Михаил Балбачан - Шахта
Но Слепко не обращал внимания на старика. Он, шевеля губами, считал взрывы... Семь, восемь, девять. Все!
– Все девять взорвались, Петр Иваныч! – радостно воскликнул он.
– У меня, братец, завсегда так, – вяло продребезжал тот, – об чем бишь я? Да. Так значит, кум-то мой при снастях остался…
На Евгения снизошел великий покой. «Предчувствия – расчувствия, чушь собачья, стыдоба... – лениво думал он, – нет, кончать нужно с буржуазными пережитками».

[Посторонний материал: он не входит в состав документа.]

PR #1049, opened 2022-03-07
fix(devtools): better types with official devtools extension types

Aslemammad:
This PR tries to bring the native `window.__REDUX_DEVTOOLS_EXTENSION__` types from redux devtools and then avoids some custom types which may be incorrect in some cases!

### DIFF
--- a/src/devtools/types.ts
+++ b/src/devtools/types.ts
@@ -1,6 +1,6 @@
 import type {} from '@redux-devtools/extension'
 
-export type Message = {
+type Message = {
   type: string
   payload?: any
   state?: any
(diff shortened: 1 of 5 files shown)


src/devtools/useAtomDevtools.ts
```diff
@@ -2,46 +2,15 @@ import { useEffect, useRef } from 'react'
...
   name?: string,
   scope?: Scope
 ): void {
-  let extension: Extension | undefined
-  try {
-    extension = (window as any).__REDUX_DEVTOOLS_EXTENSION__ as Extension
-  } catch {
-    // ignored
-  }
+  let extension = window?.__REDUX_DEVTOOLS_EXTENSION__
```
dai-shi, line 12: Do we need `?` optional chaining?
Also, please keep try-catch, which is important.

src/devtools/types.ts
```diff
@@ -0,0 +1,20 @@
...
+
+interface Action<T = any> {
+  type: T
+}
+
+export interface ConnectResponse {
+  init: (state: unknown) => void
+  send: (action: Action<unknown>, state: unknown) => void
+  subscribe?: (
+    listener: (message: any) => void // FIXME no-any
```
dai-shi, line 17: Can this be `Message` instead of `any`?

dai-shi (changes requested):
Please also add description.

dai-shi (approved):
This should be good to go.

PR #1076, opened 2022-03-30
feat(devtools): enabled option useAtomsDevtools

Aslemammad:
This PR tries to achieve what we achieved in https://github.com/pmndrs/zustand/pull/880 so we can add an option called `enabled` for better testing/dev env friendly errors/warnings!

This PR is for useAtomsDevtools, so we can make reviewing easier. after this, we'll try achieving this for other dev tools.


src/devtools/useAtomsDevtools.ts
```diff
@@ -52,11 +52,16 @@ const getDevtoolsState = (atomsSnapshot: AtomsSnapshot) => {
...
 }
 
-export function useAtomsDevtools(name: string, scope?: Scope) {
-  const ScopeContext = getScopeContext(scope)
+interface DevtoolsOptions {
+  scope?: Scope
+  enabled?: boolean
+}
+
+export function useAtomsDevtools(name: string, options?: DevtoolsOptions) {
```
dai-shi, line 60: Please make it backward compatible.

```ts
export function useAtomsDevtools(name: string, options?: DevtoolsOptions)
/**
 * @deprecated Please use object options
 */
export function useAtomsDevtools(name: string, options?: Scope)
export function useAtomsDevtools(name: string, options?: DevtoolsOptions | Scope) {
  if (typeof options !== 'undefined' && typeof options !== 'object') {
    console.warn('DEPRECATED...')
    options = { scope: options }
```

Check https://github.com/pmndrs/valtio/pull/400 for reference.

src/devtools/useAtomsDevtools.ts
```diff
@@ -52,11 +52,16 @@ const getDevtoolsState = (atomsSnapshot: AtomsSnapshot) => {
...
+  const ScopeContext = getScopeContext(options?.scope)
```
dai-shi, line 61: Maybe we want to destructure in advance, so that code looks cleaner.
```ts
  const { enabled, scope } = options || {}
```

src/devtools/useAtomsDevtools.ts
```diff
@@ -52,11 +52,16 @@ const getDevtoolsState = (atomsSnapshot: AtomsSnapshot) => {
...
   const { s: store, w: versionedWrite } = useContext(ScopeContext)
 
-  if (!store[DEV_SUBSCRIBE_STATE]) {
+  if (!store[DEV_SUBSCRIBE_STATE] && options?.enabled && __DEV__) {
```
dai-shi, line 64: I don't think we need this.
Ohhh! we can't enable this in PRD anyway! That was my confusion...

So, it should be something like this. Open for suggestions.
```js
if (enabled === false) {
  return
}
if (!store[DEV_SUBSCRIBE_STATE]) {
}
```

src/devtools/useAtomsDevtools.ts
```diff
@@ -117,18 +122,21 @@ export function useAtomsDevtools(name: string, scope?: Scope) {
   let extension: typeof window['__REDUX_DEVTOOLS_EXTENSION__']
 
   try {
-    extension = window.__REDUX_DEVTOOLS_EXTENSION__
+    extension =
+      ((options?.enabled ? options.enabled : __DEV__) &&
```
dai-shi, line 126: This isn't what we want. It should be `typeof enabled === 'boolean' ? enabled : __DEV__`, to deal with `enabled=false`.


Hmm, it would be much cleaner if we do:
```js
  enabled ?? __DEV__
```
(we should do this in zustand and valtio too.)

src/devtools/useAtomsDevtools.ts
```diff
@@ -117,18 +122,21 @@ export function useAtomsDevtools(name: string, scope?: Scope) {
...
-    if (__DEV__ && typeof window !== 'undefined') {
+    if (__DEV__ && options?.enabled) {
       console.warn('Please install/enable Redux devtools extension')
     }
   }
 
-  if (!store[DEV_SUBSCRIBE_STATE]) {
+  if (!store[DEV_SUBSCRIBE_STATE] && options?.enabled && __DEV__) {
     throw new Error('useAtomsSnapshot can only be used in dev mode.')
   }
```
dai-shi, line 141: Why do we have this again? It seems like a leftover. `useAtomsSnapshot` 👀

dai-shi (changes requested):
first review

src/devtools/useAtomsDevtools.ts
Aslemammad: not putting undefined causes type problems!

src/devtools/useAtomsDevtools.ts
Aslemammad: This makes problems for us! make tests failing!

src/devtools/useAtomsDevtools.ts
```diff
@@ -52,11 +53,29 @@ const getDevtoolsState = (atomsSnapshot: AtomsSnapshot) => {
...
+) {
+  if (typeof options !== 'undefined' && typeof options !== 'object') {
+    options = { scope: options }
+  }
+  const { enabled, scope } = options || {}
   const ScopeContext = getScopeContext(scope)
   const { s: store, w: versionedWrite } = useContext(ScopeContext)
 
-  if (!store[DEV_SUBSCRIBE_STATE]) {
+  if (!store[DEV_SUBSCRIBE_STATE] && enabled && __DEV__) {
```
dai-shi, line 78: I still want the early return.
Which test fails? I mean it should only fail if `enabled === false`, right? It should be a new test.

```suggestion
  if (enabled === false) {
    return
  }
  if (!store[DEV_SUBSCRIBE_STATE]) {
```

dai-shi (changes requested):
second one!

src/devtools/useAtomsDevtools.ts
dai-shi: I completely forgot about this being a hook. We can't early return. That's really my bad. So sorry to have your time wasted. Added a commit: dc485b7

src/devtools/useAtomsDevtools.ts
```diff
@@ -114,83 +152,68 @@ export function useAtomsDevtools(name: string, scope?: Scope) {
...
-    throw new Error('useAtomsSnapshot can only be used in dev mode.')
-  }
-
   const isTimeTraveling = useRef(false)
   const isRecording = useRef(true)
   const devtools = useRef<
-    ReturnType<NonNullable<typeof extension>['connect']> & {
+    ReturnType<
+      NonNullable<typeof window['__REDUX_DEVTOOLS_EXTENSION__']>['connect']
+    > & {
```
dai-shi, line 160: Is this change necessary?

dai-shi (approved):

Мимо медленно поплыла густая угольная пыль пополам с горьким дымом.
Глава 4. Перевыполнение
Петр Борисович Зощенко сидел в пять утра у себя в кабинете и, забавно подергивая нижней губой, разглядывал побеги лебеды перед низким окошком. Еще не вполне развиднелось, и в стылом тумане за стеклом можно было различить только два или три ближайших стебля. Тонко очерченные листочки чуть подрагивали, на их кончиках тускло светились крупные, запредельно чистые капли. Периодически они падали, и на их месте сразу же начинали набухать новые. Примерно с той же периодичностью на столе перед Петром Борисовичем начинал пронзительно дребезжать телефонный аппарат. Тогда он, не поворачивая головы, принимал сводки с участков по результатам ночной смены. Немного только косил глазами, когда обмакивал перо в чернильницу и заносил четкие фиолетовые цифры в аккуратно разграфленный журнал.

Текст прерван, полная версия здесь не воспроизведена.